GOAL OF THE EXERCISE. Lines from the one containing "a Getter because" through the end of the data are to be returned exactly, and no others.

INFORMATION SUPPLIED.
PR #72, opened 2021-09-25
Persist the inventory of the last robot viewed

### LINKED ISSUE #61: Persist the inventory of the last robot viewed
Right now, we conflate two different things: the `ViewCenterRule` determines both how to decide on which world coordinates to render, and also which robot's inventory we are currently viewing.  This means that as soon as the user scrolls the world, the inventory disappears.  This seems kind of silly.  We should just make a new field to store the currently focused robot (i.e. the robot whose inventory we should be viewing); the `view` command will set both the `ViewCenterRule` *and* the currently focused robot.

lsmor:
Fixes #61 

Changes are fairly straightfoward. Just adds an extra field to `VCLocation` constructor with the name of the last robot viewed. The name of the robot is passed on `modifyViewCenter` function.

### DIFF
--- a/src/Swarm/Game/State.hs
+++ b/src/Swarm/Game/State.hs
@@ -116,7 +116,7 @@ data GameState = GameState
   , _focusedRobotName :: Text
   }
 
-let exclude = ['_viewCenter] in
+let exclude = ['_viewCenter, '_focusedRobotName, '_viewCenterRule] in
   makeLensesWith
     (lensRules
        & generateSignatures .~ False
@@ -150,7 +150,26 @@ recipesIn :: Lens' GameState (IntMap [Recipe Entity])
 world :: Lens' GameState (W.World Int Entity)
 
 -- | The current rule for determining the center of the world view.
+--   It updates also, viewCenter and focusedRobotName to keep
+--   everything synchronize.
 viewCenterRule :: Lens' GameState ViewCenterRule
+viewCenterRule = lens getter setter
+  where
+    getter :: GameState -> ViewCenterRule
+    getter = _viewCenterRule
+
+    -- The setter takes care of updating viewCenter and focusedRobotName
+    -- So non of this fields get out of sync.
+    setter :: GameState -> ViewCenterRule -> GameState
+    setter g rule =
+      case rule of
+        VCLocation v2 -> g { _viewCenterRule = rule, _viewCenter = v2}
+        VCRobot txt ->
+          let robotcenter = g ^? robotMap . ix txt <&> view robotLocation -- retrive the loc of the robot if it exist, Nothing otherwise.  sometimes, lenses are amazing... 
+          in case robotcenter of
+               Nothing -> g
+               Just v2 -> g { _viewCenterRule = rule, _viewCenter = v2, _focusedRobotName = txt}
+
 
 -- | The current center of the world view. Note that this cannot be
 --   modified directly, since it is calculated automatically from the
@@ -168,8 +187,10 @@ replStatus :: Lens' GameState REPLStatus
 -- | A queue of global messages.
 messageQueue :: Lens' GameState [Text]
 
--- | The current robot in focus
-focusedRobotName :: Lens' GameState Text
+-- | The current robot in focus. It is only a Getter because
+--   this value should be updated only when viewCenterRule is. 
+focusedRobotName :: Getter GameState Text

RESPONSE.
+-- | The current robot in focus. It is only a Getter because
+--   this value should be updated only when viewCenterRule is. 
+focusedRobotName :: Getter GameState Text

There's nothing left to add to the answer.